Joint communications and sensing (JCAS) is envisioned as a key feature in future wireless communications networks. In massive MIMO-JCAS systems, hybrid beamforming (HBF) is typically employed to achieve satisfactory beamforming gains with reasonable hardware cost and power consumption. Due to the coupling of the analog and digital precoders in HBF and the dual objective in JCAS, JCAS-HBF design problems are very challenging and usually require highly complex algorithms. In this paper, we propose a fast HBF design for JCAS based on deep unfolding to optimize a tradeoff between the communications rate and sensing accuracy. We first derive closed-form expressions for the gradients of the communications and sensing objectives with respect to the precoders and demonstrate that the magnitudes of the gradients pertaining to the analog precoder are typically smaller than those associated with the digital precoder. Based on this observation, we propose a modified projected gradient ascent (PGA) method with significantly improved convergence. We then develop a deep unfolded PGA scheme that efficiently optimizes the communications-sensing performance tradeoff with fast convergence thanks to the well-trained hyperparameters. In doing so, we preserve the interpretability and flexibility of the optimizer while leveraging data to improve performance. Finally, our simulations demonstrate the potential of the proposed deep unfolded method, which achieves up to 33.5% higher communications sum rate and 2.5 dB lower beampattern error compared with the conventional design based on successive convex approximation and Riemannian manifold optimization. Furthermore, it attains up to a 65% reduction in run time and computational complexity with respect to the PGA procedure without unfolding.

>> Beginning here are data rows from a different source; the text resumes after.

PR #815, opened 2022-01-14
Ensure consistent resolution of receiver timestamp

jm-clius:
This PR provides a (very) minimal solution for https://github.com/status-im/nim-waku/issues/813

It does two things:
1. ensures that the receiver timestamp in `WakuMessage` indices are consistently millisecond resolution
2. uses stored `receiverTimestamp` when loading from persistent storage rather than system time (this keeps the index consistent after restarts)

## Longer term solution:

- Timestamps should be `int64` epoch milliseconds rather than `float64`, which is bound to lead to precision errors. Since this requires a data scheme change, protocol change and an update in other Waku v2 clients, I'll postpone this change until after the release.
- I would still propose that the index itself be a simple, time-sortable hash over receiver timestamp and message content. If prepended by the epoch received timestamp, the hash is guaranteed to be unique forever and can be reused even if the algorithm for index computation changes in future. Following this, the message index should be computed only once. Even while loading from the DB, the index should simply be read from the corresponding record and not re-computed. This will allow us to index messages in-memory in the store using a hash table (much faster to traverse), and for better uniqueness guarantee as PRIMARY KEY in the `Message` table in the DB.

### DIFF
--- a/CHANGELOG.md
+++ b/CHANGELOG.md
@@ -17,6 +17,7 @@ which is a sequence of string.
 - Increased maximum length for reading from a libp2p input stream to allow largest possible protocol messages, including `HistoryResponse` messages at max size.
 - Significantly improved store node query performance
 - Added GossipSub `MessageIdProvider` for `11/WAKU2-RELAY` messages.
+- Store: timestamps of message reception, used for indexing, now have consistent millisecond resolution.
 
 ## 2021-11-05 v0.6
 
--- a/waku/v2/protocol/waku_store/waku_store.nim
+++ b/waku/v2/protocol/waku_store/waku_store.nim
@@ -7,7 +7,7 @@
 # Group by std, external then internal imports
 import
   # std imports
-  std/[tables, times, sequtils, algorithm, options],
+  std/[tables, times, sequtils, algorithm, options, math],
   # external imports
   bearssl,
   chronicles,
@@ -55,15 +55,18 @@ const
 # TODO Move serialization function to separate file, too noisy
 # TODO Move pagination to separate file, self-contained logic
 
-proc computeIndex*(msg: WakuMessage): Index =
-  ## Takes a WakuMessage and returns its Index
+proc computeIndex*(msg: WakuMessage, receivedTime = getTime().toUnixFloat()): Index =
+  ## Takes a WakuMessage with received timestamp and returns its Index.
+  ## Received timestamp will default to system time if not provided.
   var ctx: sha256
   ctx.init()
   ctx.update(msg.contentTopic.toBytes()) # converts the contentTopic to bytes
   ctx.update(msg.payload)
   let digest = ctx.finish() # computes the hash
   ctx.clear()
-  var index = Index(digest:digest, receiverTime: epochTime(), senderTime: msg.timestamp)
+
+  let receiverTime = receivedTime.round(3) # Ensure timestamp has (only) millisecond resolution
+  var index = Index(digest:digest, receiverTime: receiverTime, senderTime: msg.timestamp)
   return index
 
 proc encode*(index: Index): ProtoBuffer =
@@ -466,7 +469,7 @@ proc init*(ws: WakuStore, capacity = DefaultStoreCapacity) =
 
   proc onData(receiverTime: float64, msg: WakuMessage, pubsubTopic:  string) =
     # TODO index should not be recalculated
-    ws.messages.add(IndexedWakuMessage(msg: msg, index: msg.computeIndex(), pubsubTopic: pubsubTopic))
+    ws.messages.add(IndexedWakuMessage(msg: msg, index: msg.computeIndex(receiverTime), pubsubTopic: pubsubTopic))
 
   info "attempting to load messages from persistent storage"
 


oskarth (approved):
> int64

Agree. Also see https://github.com/vacp2p/rfc/issues/448

> the index itself be a simple, time-sortable hash over receiver timestamp and message content.

Agree, is there any strong argument against this?

jm-clius:
> > the index itself be a simple, time-sortable hash over receiver timestamp and message content.
> 
> Agree, is there any strong argument against this?

None that I can think of. @staheri14?

kaiserd (approved):
Looks fine to me :). I also agree with the future plan of moving to a hash based index and eventually switching to a hash table based store. The full timestamp information could still be kept in a data structure like this

```Nim
  StoredWakuMessage* = object
    msg*: WakuMessage
    receiverTime: int64
    senderTime: int64
    pubsubTopic*: string
    index*: ?       # a digest (preserving time order) of msg, receiverTime, senderTime, pubsubTopic
```

staheri14:
Thanks for the PR Hanno!
A few comments:
- For consistency sake, the `senderTime` should also be in milliseconds resolution otherwise we will get to the same issue as the `receiverTime`.
- Spec also needs an update 

- A few points re this comment
> I would still propose that the index itself be a simple, time-sortable hash over receiver timestamp and message content. If prepended by the epoch received timestamp, 

1) If we aim to do so, then it should be the hash of the sender timestamp with the content, not the receiver timestamp as the receiver timestamp is not a correct indication of the time the message is originally generated (especially if in the future we aim to allow cross-store node queries)

2) I am not still clear on how this can improve performance? is it about finding the `Cursor` in O(1)? Or to improve the message retrieval time e.g., for time-range queries? 
I think what you are suggesting is entirely an internal implementation detail and does not need to touch the spec and the structure of the `Index` and `Cursor`. 
Do you want a hash map whose keys are the `Index` object? so a custom hash function is sufficient for that implementation. Can you please elaborate on your proposed solution? @jm-clius 

cc: @oskarth @kaiserd

jm-clius:
Thanks for the questions, @staheri14! Good to think things through. 😄 My answer below may have gone into too much details, so LMK if anything's confusing or if you have other thoughts/questions.

> For consistency sake, the senderTime should also be in milliseconds resolution otherwise we will get to the same issue as the receiverTime.

It may be a good idea to use the same resolution where `senderTime` is generated (outside the `store`), but I don't think the `store` should ever modify the `senderTime` - which should remain consistent across node hops. Since the `store` simply uses the `senderTime` in whatever resolution it receives it, we don't run into the same issue. It's only `receiverTime` which is _generated_ in the `store` that may mismatch between what we write on the wire and what we store in memory, because of how unpredictable `epochTime()` is. Of course, once we move to `int64` milliseconds, it will be applied to both `senderTime` and `receiverTime` and there will be no ambiguity.

> Spec also needs an update

The spec currently states that `receiverTime` is "the UNIX time at which the waku message is received". According to me this still holds exactly. We have only identified that in the nim implementation there could be an _internal_ mismatch between the timestamp representation in-memory (because we use `epochTime()`, which is inconsistent) and the one we "advertise" in the wire. Using millisecond resolution is simply a way to generate the timestamp (i.e. to follow the spec) in a way that does not cause inconsistencies in `nim-waku`. IMO this is then an implementation-only fix, or wdyt?

> If we aim to do so, then it should be the hash of the sender timestamp with the content, not the receiver timestamp as the receiver timestamp is not a correct indication of the time the message is originally generated.

It should be guaranteed unique inside the `store` node, so we can use it as the Primary Key field in the SQL database and as the index/hash in our internal hash table (index:message). According to me the only way to guarantee uniqueness is to use `receiverTime`, as `senderTime` is outside our control and are most often not used in any case. I don't think the index need to have any significance outside the `store` node, so no need for this to be globally "correct".

>  (especially if in the future we aim to allow cross-store node queries)

Index is only a way for us to efficiently structure the stored messages _internally_ and to provide as a cursor to the next page inside _this_ store node. I don't think it will affect cross-store node queries (it's only used as a cursor for "next page" queries, which will be unique to each store node in the current implementation too, or am I missing something?)

> I am not still clear on how this can improve performance?

Currently, each time we receive a query:
1. We make a copy of the entire message history
2. We filter the entire message history from this copy to extract the messages that match a filter into a new sequence.
3. We sort this filtered sequence into yet another copy (at this point we may even have to deduplicate, which will again have to be done across everything and will create another copy of the entire history, but I think if we only apply the filter in `2` _once_ we should be fine without deduplicating :) ).
4. We iterate through the resulting sequence from (3) to find the message that matches the cursor in our query.
5. After all these copies, we only extract a max of 100 messages to fill the page response.

If we have a hash table that's naturally sorted by an index key (for example: https://github.com/status-im/nim-stew/blob/master/stew/sorted_set.nim)
1. No need to make a copy of the history when we receive a query, as the in-memory store becomes read-only
2. Finding the cursor becomes a hash table lookup, which scales well.
3. No need to deduplicate (unique hashes take care of that) or sort (messages are naturally sorted when they're inserted).
4. No need to filter entire history: start at wherever the cursor is pointing and read in the direction of paging (backwards/forwards) until you have filled out a single page of history that matches the filter criteria. Then stop.

> I think what you are suggesting is entirely an internal implementation detail and does not need to touch the spec

Agreed! Changing the timestamps to `int64` will be a spec change, but this will probably be done beforehand in any case. It may make sense to provide a simpler `cursor` to clients though - a simple hash value that clients can use to request the next page of history without having to worry about how that cursor is composed. It will also help us not to have to recompute the hash (needed for lookup) when receiving a query.

> Do you want a hash map whose keys are the Index object? so a custom hash function is sufficient for that implementation.

Yeah, exactly. The idea is centered around this custom hash function so the Index can be used as an efficient, time-sorted key in a hash table.

staheri14:
> It may be a good idea to use the same resolution where `senderTime` is generated (outside the `store`), but I don't think the `store` should ever modify the `senderTime` - which should remain consistent across node hops. Since the `store` simply uses the `senderTime` in whatever resolution it receives it, we don't run into the same issue. It's only `receiverTime` which is _generated_ in the `store` that may mismatch between what we write on the wire and what we store in memory, because of how unpredictable `epochTime()` is. Of course, once we move to `int64` milliseconds, it will be applied to both `senderTime` and `receiverTime` and there will be no ambiguity.

My general point is that all the waku messages should be indexed identically across all the store nodes, this means a `Cursor` obtained from one node can be used to query from another node (or at least discrepancies are not due to some unnoticed type conversions in the json rpc API or other places).
As for the `senderTimeStamp`, assume the case that a node A uploads a message with timestamp t.wxyz to a store node B via json rpc API, and in the string conversions happening under the hood, B receives t.wxy . If later A happens to want to query from `B` for the messages published after its own message, A creates a `Cursor` using its own message data i.e., sets the sender time stamp as t.wxyz (and calculates hashe based on spec description), then its cursor renders invalid on the B side because t.wxyz != t.wxy.  (note that in this scenario I am disregarding the receiver time which by default different at each store node)

I do not see any harm to specify the desired time resolution for sender and receiver time and I think it is prudent to do so.

staheri14:
> The spec currently states that receiverTime is "the UNIX time at which the waku message is received". According to me this still holds exactly. We have only identified that in the nim implementation there could be an internal mismatch between the timestamp representation in-memory (because we use epochTime(), which is inconsistent) and the one we "advertise" in the wire. Using millisecond resolution is simply a way to generate the timestamp (i.e. to follow the spec) in a way that does not cause inconsistencies in nim-waku. IMO this is then an implementation-only fix, or wdyt?


Again, for the cursor reusability (explained in the previous comment), I'd suggest indicating the time resolution in the spec.

staheri14:
> It should be guaranteed unique inside the store node, so we can use it as the Primary Key field in the SQL database and as the index/hash in our internal hash table (index:message). According to me the only way to guarantee uniqueness is to use receiverTime, as senderTime is outside our control and are most often not used in any case. I don't think the index need to have any significance outside the store node, so no need for this to be globally "correct".

From my PoV, store nodes while being independent entities, they serve the same set of waku messages in a fully decentralized fashion. Later, we want them to synchronize and reach an identical store state. Using waku message's receiver time disallows this.
Secondly, I do not see why sender time plus hash does not provide uniqueness?
If two messages have the same payload and are published at the same time, w.h.p. are duplicates. We can also bring the content topic into this equation for extra caution.

>  senderTime is ... most often not used in any case

Why not? all the time-range queries target sender time.

staheri14:
> If we have a hash table that's naturally sorted by an index key (for example: https://github.com/status-im/nim-stew/blob/master/stew/sorted_set.nim)

No need to make a copy of the history when we receive a query, as the in-memory store becomes read-only
Finding the cursor becomes a hash table lookup, which scales well.
No need to deduplicate (unique hashes take care of that) or sort (messages are naturally sorted when they're inserted).
No need to filter entire history: start at wherever the cursor is pointing and read in the direction of paging (backwards/forwards) until you have filled out a single page of history that matches the filter criteria. Then stop

I think in the above scenario the query based on the content topic is disregarded. Even if messages are sorted based on time, they should be filtered based on the queries `contetTopic`.

staheri14:
>  a simple hash value that clients can use to request the next page of history without having to worry about how that cursor is composed. It will also help us not to have to recompute the hash (needed for lookup) when receiving a query.

@jm-clius 

I do not see how knowing how a cursor is composed would worry clients? 

Also, recomputing the hash is not related to the Cursor/Index protobuf def. Right now hash of payloads is not recomputed per query, they are computed once at the message arrival and saved for future queries. The same hash is used to populate the Cursor of history responses.
We shall do a similar thing if we want to update the inputs to the hash i.e.,  we use the `digest` field of the `Index` to represent the hash of payload + content topic + sender time instead.

jm-clius:
Thanks, @staheri14. Let's continue the discussion here: https://forum.vac.dev/t/timestamping-and-indexing-in-the-wakustore/118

翻译：联合通感（JCAS）被视为未来无线通信网络的关键特性。在大规模MIMO-JCAS系统中，通常采用混合波束赋形（HBF）以在合理的硬件成本和功耗下获得满意的波束赋形增益。由于HBF中模拟与数字预编码器的耦合以及JCAS的双重目标，JCAS-HBF设计问题极具挑战性，通常需要高度复杂的算法。本文提出一种基于深度展开的JCAS快速HBF设计方法，以优化通信速率与感知精度之间的权衡。我们首先推导出通信与感知目标函数关于预编码器的梯度闭式表达式，并证明模拟预编码器相关梯度的幅值通常小于数字预编码器对应的梯度。基于此发现，我们提出一种改进的投影梯度上升（PGA）方法，显著提升了收敛速度。随后，我们开发了一种深度展开的PGA方案，借助训练良好的超参数，在快速收敛的同时高效优化通感性能权衡。该方法在保持优化器可解释性与灵活性的基础上，利用数据提升性能。仿真结果表明，所提出的深度展开方法相比基于连续凸近似与黎曼流形优化的传统设计，通信和速率提升高达33.5%，波束方向图误差降低2.5 dB。此外，相较于未展开的PGA过程，该方法运行时间与计算复杂度可降低65%。